A runner travels 100 m in 10.9 s. Assume that it takes him 1.35 s to reach his top speed, which is then maintained for the rest of the race. Find the following values:
a) acceleration during the first 1.35 s
b) maximum speed
(1/2)*a*(1.35)^2 + Vmax*(9.55) = 100 m
You need a second equation to solve for two unknowns. Here it is:
a*1.35 = Vmax
Therefore
(1/2)*a*(1.35)^2 + 12.89 a = 100
13.80 a = 100
a = 7.246 m/s^2
Vmax = 9.78 m/s
To find the values requested, we will use the formulas of motion. Let's break down the problem into two parts: the initial acceleration and the subsequent constant velocity.
a) Acceleration during the first 1.35 seconds:
Acceleration can be calculated using the equation: acceleration (a) = change in velocity (Δv) / time taken (Δt). In this case, Δv is the change in velocity, and Δt is the time taken.
Given:
Initial velocity (u) = 0 m/s (since the runner starts from rest)

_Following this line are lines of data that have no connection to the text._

PR #7303, opened 2025-01-13
Fix input field value retention issue in self-registration form

AmshikaH:
### Purpose

In the self-registration flow, when unique attributes other than the username are configured as described in [1], and the user enters a duplicate value for an attribute that is already in use by a different user, the user gets redirected to another form to complete the registration and an error message is displayed stating that the attribute is in use by a different user.

However, the first time this happens, i.e., the first time the complete sign up form is loaded, all the input fields except the email attribute are cleared. In subsequent attempts, other than the password, the other attribute fields are not cleared.

While the expected behaviour is seen from the second attempt onwards, the same behaviour should be seen in the first attempt itself, i.e., the input fields other than should not be cleared.

The cause for the above issue is that the input fields' value attribute is conditionally set only if JIT provisioning is enabled. When JIT provisioning is not enabled, the value attribute is not set at all, whether in the first attempt or following attempts and the only reason why the 2nd attempt onwards retained the values was due to the HTML form's behaviour of retaining values when a validation failure occurs.

The JIT provisioning condition is required for the input field's disabled attribute, not the value attribute, however, both were included in the same conditional block, which resulted in the mentioned issue. The email attribute was the only attribute with the conditional behaviour for the disabled and value input field attributes separated, which is why the email attribute was not cleared.

With this PR, the input field's disabled and value attributes have been separated into different conditional blocks.

[1] https://is.docs.wso2.com/en/latest/guides/users/attributes/configure-unique-attributes/

### Related Issues

- https://github.com/wso2/product-is/issues/22195

### Related PRs

- N/A

### Checklist

### Security checks

### DIFF
--- a/identity-apps-core/apps/recovery-portal/src/main/webapp/self-registration-with-verification.jsp
+++ b/identity-apps-core/apps/recovery-portal/src/main/webapp/self-registration-with-verification.jsp
@@ -404,8 +404,9 @@
                                             <label class="control-label"><%=IdentityManagementEndpointUtil.i18n(recoveryResourceBundle, "First.name")%>*</label>
                                             <input id="firstNameUserInput" type="text" name="http://wso2.org/claims/givenname" class="form-control"
                                                 <% if (firstNamePII.getRequired() || !piisConfigured) {%> required <%}%>
-                                                <% if (skipSignUpEnableCheck && StringUtils.isNotEmpty(firstNameValue)) { %>
-                                                value="<%= Encode.forHtmlAttribute(firstNameValue)%>" disabled <% } %>
+                                                <% if (skipSignUpEnableCheck && StringUtils.isNotEmpty(firstNameValue)) { %> disabled <% } %>
+                                                <% if (StringUtils.isNotEmpty(firstNameValue)) { %>
+                                                value="<%= Encode.forHtmlAttribute(firstNameValue)%>"<% } %>
                                                 placeholder="<%=IdentityManagementEndpointUtil.i18n(recoveryResourceBundle, "First.name")%>*"/>
                                             <div class="mt-1" id="firstname-error-msg" hidden="hidden">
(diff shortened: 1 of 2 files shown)


identity-apps-core/apps/recovery-portal/src/main/webapp/self-registration-with-verification.jsp
```diff
@@ -404,8 +404,9 @@
                                             <label class="control-label"><%=IdentityManagementEndpointUtil.i18n(recoveryResourceBundle, "First.name")%>*</label>
                                             <input id="firstNameUserInput" type="text" name="http://wso2.org/claims/givenname" class="form-control"
                                                 <% if (firstNamePII.getRequired() || !piisConfigured) {%> required <%}%>
-                                                <% if (skipSignUpEnableCheck && StringUtils.isNotEmpty(firstNameValue)) { %>
-                                                value="<%= Encode.forHtmlAttribute(firstNameValue)%>" disabled <% } %>
+                                                <% if (skipSignUpEnableCheck && StringUtils.isNotEmpty(firstNameValue)) { %> disabled <% } %>
+                                                <% if (StringUtils.isNotEmpty(firstNameValue)) { %>
```
pavinduLakshan, line 408: Shouldn't we check whether firstname is required as well here? otherwise, when the first name is not mandatory, an empty value will not be set to the first name input. WDYT?

AmshikaH: Currently, unless JIT provisioning is enabled (checked with the `skipSignUpEnableCheck` boolean), the value is of the first name is not being set at all, both when it's mandatory and optional.

With this fix, the value will be set if the user has entered a value, and if the user has not entered a value, the existing behaviour, i.e., not setting the value, will be used.

pavinduLakshan (approved):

Final velocity (v) = unknown
Time taken (t) = 1.35 s
We need to find Δv, which is the change in velocity during the first 1.35 seconds. We know that:
Δv = v - u
Rearranging the equation:
v = Δv + u
Since the runner starts from rest, the initial velocity (u) is 0 m/s. Therefore:
v = Δv + 0
v = Δv
So, we only need to calculate the change in velocity (Δv). Using the formula:
Δv = a × t
Substituting the given values:
Δv = a × 1.35 s
Now, we need to find the value of Δv using another given information. The runner traveled 100 m in 10.9 seconds. If we only consider the first 1.35 seconds for Δv, we can write the equation:
100 m = Δv × 10.9 s
Rearranging and isolating Δv:
Δv = 100 m / 10.9 s
Therefore, the acceleration during the first 1.35 seconds (a) can be calculated as:
a = Δv / t
a = (100 m / 10.9 s) / 1.35 s
b) Maximum speed:
Since the runner reaches his top speed and then maintains it for the rest of the race, the maximum speed will be maintained throughout the race.
From the given information, the runner traveled 100 m in 10.9 seconds. Therefore, we can calculate the maximum speed (v_max) using the formula:
v_max = distance (d) / time (t)
Substituting the given values:
v_max = 100 m / 10.9 s
So, the maximum speed of the runner is v_max = 100 m / 10.9 s.